Check each line of the entries below for the word "aElement", and copy the lines that have it.

[Stored data entries]
____

PR #854, opened 2022-10-18
feat: o-labels, support custom labels with tsx templates

notlee:
It was not possible to use templates with custom labels. To support this we can allow any state on the BaseLabel tsx component.

```scss
@include oLabelsAddState('some-example', (
    'background-color': oColorsByName('claret')
));
```

```jsx
<BaseLabel state="some-example" size="big">my custom label</BaseLabel>
```


Behnazz (commented):
LGTM 🎉

akomiqaia (approved):

PR #861, opened 2022-10-21
ADSDEV-1204 Cookie Banner DAC_Reflow_06

ytcleon:
This PR is to improve reflow accessability of the cookie banner in `o-cookie-message` by reducing the size of padding when viewport size is 320px.

JIRA ticket: https://financialtimes.atlassian.net/browse/ADSDEV-1204

### DIFF
--- a/components/o-cookie-message/src/scss/_mixins.scss
+++ b/components/o-cookie-message/src/scss/_mixins.scss
@@ -63,15 +63,8 @@
 		padding: $_o-cookie-message-spacing;
 		padding-top: oSpacingByIncrement(7);
 		max-width: none;
-	}
-
-	@media (max-width: 320px) {
-		.o-cookie-message__inner {
-			padding-top: oSpacingByIncrement(1);
-			padding-bottom: oSpacingByIncrement(1);
-			padding-left: oSpacingByIncrement(2);
-			padding-right: oSpacingByIncrement(2);
-		}
+		max-height: 50vh;
+    overflow: scroll;
 	}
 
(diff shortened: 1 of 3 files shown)


notlee:
@ytcelon I don't think this solves the problem highlighted by DAC? If I set my browser to 1280x1024 and zoom to 400% it still looks like this (the cookie message can't be scrolled, but the page behind scrolls):

Screenshot 2022-10-21 at 11 56 30

What do you think of updating `.o-cookie-message` to ensure it doesn't cover more than 50% of the viewport height and is scrollable?
```
    max-height: 50vh;
    overflow: scroll;
```
Screenshot 2022-10-21 at 11 58 03
Screenshot 2022-10-21 at 11 58 14

notlee (commented):
see https://github.com/Financial-Times/origami/pull/861#issuecomment-1286803302

ytcleon:
Thank you for the suggestion. I tested it within a viewport of 1280 X 1024, so that may be why my commit does not work. The scrollable approach gives much better result. Happy to make the change.

components/o-cookie-message/src/scss/_mixins.scss
```diff
@@ -65,6 +65,11 @@
 		max-width: none;
 	}
 
+	.o-cookie-message__content-outer {
+		max-height: 50vh;
+		overflow: scroll;
```
notlee, line 70:
```suggestion
		overflow: auto;
```

notlee (approved):

PR #863, opened 2022-10-25
feat: Add link variant to ft-concept-button 

notlee:
1. Hide the current concept button styles from Origami because it is not used
and is a candidate for deprecation. That style seems to be only still used in
one place, via n-myft-ui, on the contact preferences page. In addition it is a
link, not a button, like the one here in Origami.
2. Add ft-concept-button__link to fulfil the same purpose as the above but
on the newsletter page. This will be the preferred style going forward. It's
teal to match the colour of our links.

Screenshot 2022-11-02 at 17 10 51

### DIFF
--- a/components/ft-concept-button/src/tsx/concept-button.tsx
+++ b/components/ft-concept-button/src/tsx/concept-button.tsx
@@ -14,6 +14,16 @@ export interface ConceptButtonProps {
 	// for props that aren't appropriate in Origami
 	extraButtonProps: any;
 }
+export interface ConceptLinkProps {
+	// link text
+	label: string;
+	href: string;
+	// for attributes which aren't appropriate in Origami
+	attributes?: {
+		[attribute: string]: string | boolean;
+	};
+	onClick?: Function;
+}
 
 function ConceptButton({
 	label,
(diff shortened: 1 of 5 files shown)


components/ft-concept-button/stories/concept-button.stories.tsx
```diff
@@ -8,6 +8,15 @@ export default {
 	title: 'Components/ft-concept-button',
 	component: ConceptButton,
 	decorators: [withDesign, withHtml],
+	// @todo Deprecate concept pill button?
+	// It looks like the concept pill has only ever
+	// been intended as a link to concepts.
```
notlee, line 13:
```suggestion
	// @deprecated The concept pill is a candidate for deprecation.
	// They were only ever intended as use as links button use a 
	// `button` element` in the template. The concept pill style
	// is only used in one place via n-myft-ui, in a dubious way.
	// We would prefer the teal style of `ft-concept-button_link`
	// going forward.
```

components/ft-concept-button/src/tsx/concept-button.tsx
```diff
@@ -14,6 +14,16 @@ export interface ConceptButtonProps {
 	// for props that aren't appropriate in Origami
 	extraButtonProps: any;
 }
+export interface ConceptLinkProps {
+	// link text
+	label: string;
+	href: string;
+	// for attributes which aren't appropriate in Origami
+	attributes?: {
```
andy-little, line 22: ooo, that's good, I should be doing that in the forms

PR #866, opened 2022-10-31
feat: add accesible mode that shows img html element instead of backg…

juanSanchezAlcala:
I have add an accesible new feature that adds img html elements instead of using a pseudo html element ::before to add the  background image fro the icons.
This is done dynamically after DomContentLoaded event is fired. This is not the best approach but there's a lot of scss logic that we will need to move to javascript in case we want to calculate the url of the icons from javascript. So for the moment maybe this could be the best approach.
[ticket](https://financialtimes.atlassian.net/jira/software/c/projects/CI/boards/1316?modal=detail&selectedIssue=CI-1373)

### DIFF
--- a/components/o-share/src/js/share.js
+++ b/components/o-share/src/js/share.js
@@ -130,6 +130,16 @@ function Share(rootEl, config) {
 			aElement.appendChild(spanElement);
 			liElement.appendChild(aElement);
 			ulElement.appendChild(liElement);
+			if(config.accessible){
+				if (document.readyState === "complete" || document.readyState === "loaded") {
+					addAccesibleIcons(aElement);
+				}
+				else{
+					document.addEventListener('DOMContentLoaded',() => {
+						addAccesibleIcons(aElement);
+					});
+				}
+			}
 		}
 		oShare.rootEl.appendChild(ulElement);
 	}
@@ -179,6 +189,7 @@ function Share(rootEl, config) {
 				config.titleExtra = rootEl.getAttribute('data-o-share-titleExtra') || '';
 				config.summary = rootEl.getAttribute('data-o-share-summary') || '';
 				config.relatedTwitterAccounts = rootEl.getAttribute('data-o-share-relatedTwitterAccounts') || '';
+				config.accessible = rootEl.getAttribute('data-o-share-accesible') !== null;
 			}
 			render();
 		}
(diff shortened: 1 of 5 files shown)


notlee (changes requested):
Thanks for the PR! Unfortunately we're going to need to come up with a different approach, this one has a few issues.

First the hover and focus states are visually broken. The `img` is black and doesn't change on user interaction:
before, white on twitter blue after, black on twitter blue

Second because the images are added dynamically with JavaScript this won't improve the experience for users with JS turned off, or where JavaScript fails for whatever reason.

Third, `render` is never called when [full markup is provided by the user](https://registry.origami.ft.com/components/o-share@8.3.0/readme?brand=core#full-markup). That includes the ft.com article page.

Whatever approach we take we shouldn't add an `accessibility` option, as that means there's an option for an inaccessible component. It should always be accessible.

I see 3 potential approaches here:
1. We set an alternative icon for Windows High Contrast mode using the `-ms-high-contrast` media query. This will solve the specific users issue but as it's not standards based may not work for all high contrast based assistive technology – we could move to add support based on the new(ish) forced colours media query over the medium term. [I opened a draft PR to demonstrate](https://github.com/Financial-Times/origami/pull/868).
2. We include the design team and add a text label to all icons. When high contrast mode removes the background / icon there will still be text. 
3. We redevelop o-share with inline `img` elements and a `src` which points to the Image Service, and figure out how to change its colour on interaction. We release a major change with migration guide and update the apps which use them, including the article page. (This is my least favourite option because it's the most work; requires other teams to migrate and they may not; and I'm not sure how we'd manage hover states etc.)

What do you think? Could you discuss 1 and 2 with DAC and your team?

juanSanchezAlcala:
> Thanks for the PR! Unfortunately we're going to need to come up with a different approach, this one has a few issues.
> 
> First the hover and focus states are visually broken. The `img` is black and doesn't change on user interaction: before, white on twitter blue after, black on twitter blue
> 
> Second because the images are added dynamically with JavaScript this won't improve the experience for users with JS turned off, or where JavaScript fails for whatever reason.
> 
> Third, `render` is never called when [full markup is provided by the user](https://registry.origami.ft.com/components/o-share@8.3.0/readme?brand=core#full-markup). That includes the ft.com article page.
> 
> Whatever approach we take we shouldn't add an `accessibility` option, as that means there's an option for an inaccessible component. It should always be accessible.
> 
> I see 3 potential approaches here:
> 
> 1. We set an alternative icon for Windows High Contrast mode using the `-ms-high-contrast` media query. This will solve the specific users issue but as it's not standards based may not work for all high contrast based assistive technology – we could move to add support based on the new(ish) forced colours media query over the medium term. [I opened a draft PR to demonstrate](https://github.com/Financial-Times/origami/pull/868).
> 2. We include the design team and add a text label to all icons. When high contrast mode removes the background / icon there will still be text.
> 3. We redevelop o-share with inline `img` elements and a `src` which points to the Image Service, and figure out how to change its colour on interaction. We release a major change with migration guide and update the apps which use them, including the article page. (This is my least favourite option because it's the most work; requires other teams to migrate and they may not; and I'm not sure how we'd manage hover states etc.)
> 
> What do you think? Could you discuss 1 and 2 with DAC and your team?

@notlee  I've found that there is another css attribute for that purpose [prefers-contrast](https://developer.mozilla.org/en-US/docs/Web/CSS/@media/prefers-contrast). Maybe that will solve the issue with the option number 1 since it seems standard and supported for almost all browsers

PR #1, opened 2017-04-12
add 3 more tools

bgruening:


bgruening:
@TorHou you need to update ephemeris for the new global options.

TorHou:
@bgruening I see, I like global options, those dependency parameters were "a bit" redundant. There is no way to test these changes easily right?

PR #3, opened 2017-04-21
Not sure about the section here

bgruening:
@TorHou


TorHou:
I was thinking of a section named "Interval manipulation" or "Annotation manipulation" or something like that. But for now this is fine.

bgruening:
Genomic coordinate manipulation?

TorHou:
Installation worked fine I'll put it on the server.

____

[SOLVED PROBLEM]
 			aElement.appendChild(spanElement);
 			liElement.appendChild(aElement);
+					addAccesibleIcons(aElement);
+						addAccesibleIcons(aElement);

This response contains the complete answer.